WORK INSTRUCTIONS —
Print out the complete set of records below, exactly as they read.

Saved data entries —
⟨

PR #10389, opened 2025-09-04
Fix PoseidonScans missing premium chapters and volume detection

Nyantad:
Fixed missing chapters with expired premium status and added automatic volume detection to display "Volume X" instead of "Chapitre X" for volume entries.

Checklist:

### DIFF
--- a/src/fr/poseidonscans/src/eu/kanade/tachiyomi/extension/fr/poseidonscans/PoseidonScans.kt
+++ b/src/fr/poseidonscans/src/eu/kanade/tachiyomi/extension/fr/poseidonscans/PoseidonScans.kt
@@ -388,33 +388,22 @@ class PoseidonScans : HttpSource() {
         }
 
         return mangaDto.chapters
-            ?.filter { ch ->
-                // If chapter is not premium, include it
-                if (ch.isPremium != true) return@filter true
-
-                // If chapter is premium, check if premium period has expired
-                ch.premiumUntil?.let { premiumUntilString ->
-                    val cleanedDateString = if (premiumUntilString.startsWith("\"\$D")) {
-                        premiumUntilString.removePrefix("\"\$D").removeSuffix("\"")
-                    } else if (premiumUntilString.startsWith("\$D")) {
-                        premiumUntilString.removePrefix("\$D")
-                    } else if (premiumUntilString.startsWith("\"") && premiumUntilString.endsWith("\"") && premiumUntilString.length > 2) {
-                        premiumUntilString.substring(1, premiumUntilString.length - 1)
-                    } else {
-                        premiumUntilString
-                    }
-
-                    val premiumUntilDate = isoDateFormatter.tryParse(cleanedDateString)
-                    if (premiumUntilDate > 0) {
-                        // Include if premium period has expired
-                        return@filter System.currentTimeMillis() > premiumUntilDate
-                    }
-                }
-
-                // If we can't parse the premium until date, exclude the chapter for safety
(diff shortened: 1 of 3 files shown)


src/fr/poseidonscans/src/eu/kanade/tachiyomi/extension/fr/poseidonscans/PoseidonScans.kt
```diff
@@ -388,11 +388,46 @@ class PoseidonScans : HttpSource() {
...
+                        premiumUntilString.removePrefix("\"\$D").removeSuffix("\"")
+                    } else if (premiumUntilString.startsWith("\$D")) {
+                        premiumUntilString.removePrefix("\$D")
+                    } else if (premiumUntilString.startsWith("\"") && premiumUntilString.endsWith("\"") && premiumUntilString.length > 2) {
+                        premiumUntilString.substring(1, premiumUntilString.length - 1)
+                    } else {
+                        premiumUntilString
+                    }
+
+                    val premiumUntilDate = isoDateFormatter.tryParse(cleanedDateString)
```
stevenyomi: Why not use `parseIsoDate()`?

src/fr/poseidonscans/src/eu/kanade/tachiyomi/extension/fr/poseidonscans/PoseidonScans.kt
```diff
@@ -388,11 +388,46 @@ class PoseidonScans : HttpSource() {
         }
 
         return mangaDto.chapters
-            ?.filter { it.isPremium != true }
+            ?.filter { ch ->
```
stevenyomi: Fuse with the `mapNotNull` below.

stevenyomi (commented):
It's kinda weird to force hiding the premium chapters. You could just show them and prepend an emoji to show it is a premium chapter. And you can just use `premiumUntilDate` as `date_upload` so the available date is easy to see.

src/fr/poseidonscans/src/eu/kanade/tachiyomi/extension/fr/poseidonscans/PoseidonScans.kt
Nyantad: My bad i forgot

stevenyomi (approved):

Nyantad:
> It's kinda weird to force hiding the premium chapters. You could just show them and prepend an emoji to show it is a premium chapter. And you can just use `premiumUntilDate` as `date_upload` so the available date is easy to see.

Yeah I get the idea but I was thinking "why show the chapter if it's not readable" if I had implemented a login system for the premium stuff then sure
But I see the point of showing future availability with premiumUntilDate as date_upload. It would give better visibility on the release schedule

stevenyomi:
> Yeah I get the idea but I was thinking "why show the chapter if it's not readable" if I had implemented a login system for the premium stuff then sure

The extension uses the same cookies as WebView, so if you log in through WebView, the extension can get the same results for many websites (unless they use LocalStorage to store the token).

Nyantad:
> > Yeah I get the idea but I was thinking "why show the chapter if it's not readable" if I had implemented a login system for the premium stuff then sure
> 
> The extension uses the same cookies as WebView, so if you log in through WebView, the extension can get the same results for many websites (unless they use LocalStorage to store the token).

Ok my bad, didn't know that and just saw there was a webview (on suwayomi) but yeah makes way more sense now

⟩

WORKED SOLUTION —
PR #10389, opened 2025-09-04
Fix PoseidonScans missing premium chapters and volume detection

Nyantad:
Fixed missing chapters with expired premium status and added automatic volume detection to display "Volume X" instead of "Chapitre X" for volume entries.

Checklist:

### DIFF
--- a/src/fr/poseidonscans/src/eu/kanade/tachiyomi/extension/fr/poseidonscans/PoseidonScans.kt
+++ b/src/fr/poseidonscans/src/eu/kanade/tachiyomi/extension/fr/poseidonscans/PoseidonScans.kt
@@ -388,33 +388,22 @@ class PoseidonScans : HttpSource() {
         }
 
         return mangaDto.chapters
-            ?.filter { ch ->
-                // If chapter is not premium, include it
-                if (ch.isPremium != true) return@filter true
-
-                // If chapter is premium, check if premium period has expired
-                ch.premiumUntil?.let { premiumUntilString ->
-                    val cleanedDateString = if (premiumUntilString.startsWith("\"\$D")) {
-                        premiumUntilString.removePrefix("\"\$D").removeSuffix("\"")
-                    } else if (premiumUntilString.startsWith("\$D")) {
-                        premiumUntilString.removePrefix("\$D")
-                    } else if (premiumUntilString.startsWith("\"") && premiumUntilString.endsWith("\"") && premiumUntilString.length > 2) {
-                        premiumUntilString.substring(1, premiumUntilString.length - 1)
-                    } else {
-                        premiumUntilString
-                    }
-
-                    val premiumUntilDate = isoDateFormatter.tryParse(cleanedDateString)
-                    if (premiumUntilDate > 0) {
-                        // Include if premium period has expired
-                        return@filter System.currentTimeMillis() > premiumUntilDate
-                    }
-                }
-
-                // If we can't parse the premium until date, exclude the chapter for safety
(diff shortened: 1 of 3 files shown)


src/fr/poseidonscans/src/eu/kanade/tachiyomi/extension/fr/poseidonscans/PoseidonScans.kt
```diff
@@ -388,11 +388,46 @@ class PoseidonScans : HttpSource() {
...
+                        premiumUntilString.removePrefix("\"\$D").removeSuffix("\"")
+                    } else if (premiumUntilString.startsWith("\$D")) {
+                        premiumUntilString.removePrefix("\$D")
+                    } else if (premiumUntilString.startsWith("\"") && premiumUntilString.endsWith("\"") && premiumUntilString.length > 2) {
+                        premiumUntilString.substring(1, premiumUntilString.length - 1)
+                    } else {
+                        premiumUntilString
+                    }
+
+                    val premiumUntilDate = isoDateFormatter.tryParse(cleanedDateString)
```
stevenyomi: Why not use `parseIsoDate()`?

src/fr/poseidonscans/src/eu/kanade/tachiyomi/extension/fr/poseidonscans/PoseidonScans.kt
```diff
@@ -388,11 +388,46 @@ class PoseidonScans : HttpSource() {
         }
 
         return mangaDto.chapters
-            ?.filter { it.isPremium != true }
+            ?.filter { ch ->
```
stevenyomi: Fuse with the `mapNotNull` below.

stevenyomi (commented):
It's kinda weird to force hiding the premium chapters. You could just show them and prepend an emoji to show it is a premium chapter. And you can just use `premiumUntilDate` as `date_upload` so the available date is easy to see.

src/fr/poseidonscans/src/eu/kanade/tachiyomi/extension/fr/poseidonscans/PoseidonScans.kt
Nyantad: My bad i forgot

stevenyomi (approved):

Nyantad:
> It's kinda weird to force hiding the premium chapters. You could just show them and prepend an emoji to show it is a premium chapter. And you can just use `premiumUntilDate` as `date_upload` so the available date is easy to see.

Yeah I get the idea but I was thinking "why show the chapter if it's not readable" if I had implemented a login system for the premium stuff then sure
But I see the point of showing future availability with premiumUntilDate as date_upload. It would give better visibility on the release schedule

stevenyomi:
> Yeah I get the idea but I was thinking "why show the chapter if it's not readable" if I had implemented a login system for the premium stuff then sure

The extension uses the same cookies as WebView, so if you log in through WebView, the extension can get the same results for many websites (unless they use LocalStorage to store the token).

Nyantad:
> > Yeah I get the idea but I was thinking "why show the chapter if it's not readable" if I had implemented a login system for the premium stuff then sure
> 
> The extension uses the same cookies as WebView, so if you log in through WebView, the extension can get the same results for many websites (unless they use LocalStorage to store the token).

Ok my bad, didn't know that and just saw there was a webview (on suwayomi) but yeah makes way more sense now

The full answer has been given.